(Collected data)
────────────────────
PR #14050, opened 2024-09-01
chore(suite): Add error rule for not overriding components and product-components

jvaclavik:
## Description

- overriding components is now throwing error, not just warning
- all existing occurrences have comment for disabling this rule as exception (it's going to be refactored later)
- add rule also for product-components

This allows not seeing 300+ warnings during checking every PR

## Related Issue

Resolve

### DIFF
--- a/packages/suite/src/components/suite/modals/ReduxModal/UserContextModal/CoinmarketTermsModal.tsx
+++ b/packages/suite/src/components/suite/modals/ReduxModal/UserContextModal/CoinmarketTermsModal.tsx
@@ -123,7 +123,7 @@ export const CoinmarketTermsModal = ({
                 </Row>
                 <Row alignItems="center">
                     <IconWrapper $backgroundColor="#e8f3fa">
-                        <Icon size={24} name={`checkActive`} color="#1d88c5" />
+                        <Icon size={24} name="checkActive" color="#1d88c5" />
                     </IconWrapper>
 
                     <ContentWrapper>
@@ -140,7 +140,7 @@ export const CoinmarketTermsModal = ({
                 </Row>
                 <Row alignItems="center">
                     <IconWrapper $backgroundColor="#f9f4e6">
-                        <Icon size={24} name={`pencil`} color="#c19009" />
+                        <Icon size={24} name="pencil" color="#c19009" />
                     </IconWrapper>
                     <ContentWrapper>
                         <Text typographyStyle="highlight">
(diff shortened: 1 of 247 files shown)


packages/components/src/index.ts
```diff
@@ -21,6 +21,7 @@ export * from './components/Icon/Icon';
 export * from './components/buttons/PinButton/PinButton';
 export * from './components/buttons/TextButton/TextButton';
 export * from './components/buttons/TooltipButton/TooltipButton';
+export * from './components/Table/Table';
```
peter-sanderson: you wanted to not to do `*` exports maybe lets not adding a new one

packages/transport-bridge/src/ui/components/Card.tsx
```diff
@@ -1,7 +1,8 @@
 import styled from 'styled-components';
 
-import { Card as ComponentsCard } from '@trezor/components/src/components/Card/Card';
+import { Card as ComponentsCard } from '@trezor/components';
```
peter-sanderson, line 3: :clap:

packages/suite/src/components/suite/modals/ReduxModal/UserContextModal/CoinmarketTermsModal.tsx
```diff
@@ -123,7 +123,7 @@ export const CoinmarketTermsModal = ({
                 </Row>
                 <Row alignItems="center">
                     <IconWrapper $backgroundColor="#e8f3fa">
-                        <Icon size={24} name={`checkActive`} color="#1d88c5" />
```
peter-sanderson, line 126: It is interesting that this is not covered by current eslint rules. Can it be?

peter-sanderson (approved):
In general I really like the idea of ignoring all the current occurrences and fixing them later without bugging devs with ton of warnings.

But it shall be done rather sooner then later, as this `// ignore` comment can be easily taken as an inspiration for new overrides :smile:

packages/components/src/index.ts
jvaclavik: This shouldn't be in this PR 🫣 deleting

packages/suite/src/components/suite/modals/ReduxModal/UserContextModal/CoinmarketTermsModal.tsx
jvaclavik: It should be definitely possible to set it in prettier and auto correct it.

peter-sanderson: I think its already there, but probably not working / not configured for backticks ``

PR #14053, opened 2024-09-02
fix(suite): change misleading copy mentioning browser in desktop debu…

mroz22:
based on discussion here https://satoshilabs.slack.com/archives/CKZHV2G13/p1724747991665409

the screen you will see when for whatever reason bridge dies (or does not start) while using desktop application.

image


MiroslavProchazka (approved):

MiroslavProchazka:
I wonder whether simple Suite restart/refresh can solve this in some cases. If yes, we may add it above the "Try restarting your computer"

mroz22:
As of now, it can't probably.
────────────────────
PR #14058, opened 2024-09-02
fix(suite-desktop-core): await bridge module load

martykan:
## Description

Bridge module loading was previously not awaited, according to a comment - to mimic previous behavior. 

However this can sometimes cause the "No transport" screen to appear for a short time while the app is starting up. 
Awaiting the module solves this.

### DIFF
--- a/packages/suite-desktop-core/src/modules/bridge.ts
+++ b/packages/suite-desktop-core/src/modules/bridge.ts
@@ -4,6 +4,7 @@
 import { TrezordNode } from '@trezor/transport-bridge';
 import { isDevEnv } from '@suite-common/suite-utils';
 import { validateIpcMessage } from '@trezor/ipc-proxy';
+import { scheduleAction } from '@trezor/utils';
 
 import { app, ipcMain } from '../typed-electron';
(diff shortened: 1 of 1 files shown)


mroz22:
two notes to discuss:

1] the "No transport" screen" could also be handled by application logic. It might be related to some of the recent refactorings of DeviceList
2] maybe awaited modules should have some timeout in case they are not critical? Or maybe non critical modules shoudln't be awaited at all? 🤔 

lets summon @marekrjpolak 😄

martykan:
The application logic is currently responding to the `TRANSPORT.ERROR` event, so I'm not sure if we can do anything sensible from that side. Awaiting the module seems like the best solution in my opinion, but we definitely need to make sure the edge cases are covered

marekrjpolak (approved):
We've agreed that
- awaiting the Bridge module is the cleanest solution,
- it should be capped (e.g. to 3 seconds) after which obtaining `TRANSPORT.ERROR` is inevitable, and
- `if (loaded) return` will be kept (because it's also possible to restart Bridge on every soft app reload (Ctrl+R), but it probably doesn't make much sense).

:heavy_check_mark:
────────────────────
**WHAT THE TASK REQUIRES:**
From the records above, print only the lines between the one holding "the screen you" and the one holding "As of now, it can't probably.", inclusive, exactly as they stand.

**TASK SOLUTION:**
the screen you will see when for whatever reason bridge dies (or does not start) while using desktop application.

image


MiroslavProchazka (approved):

MiroslavProchazka:
I wonder whether simple Suite restart/refresh can solve this in some cases. If yes, we may add it above the "Try restarting your computer"

mroz22:
As of now, it can't probably.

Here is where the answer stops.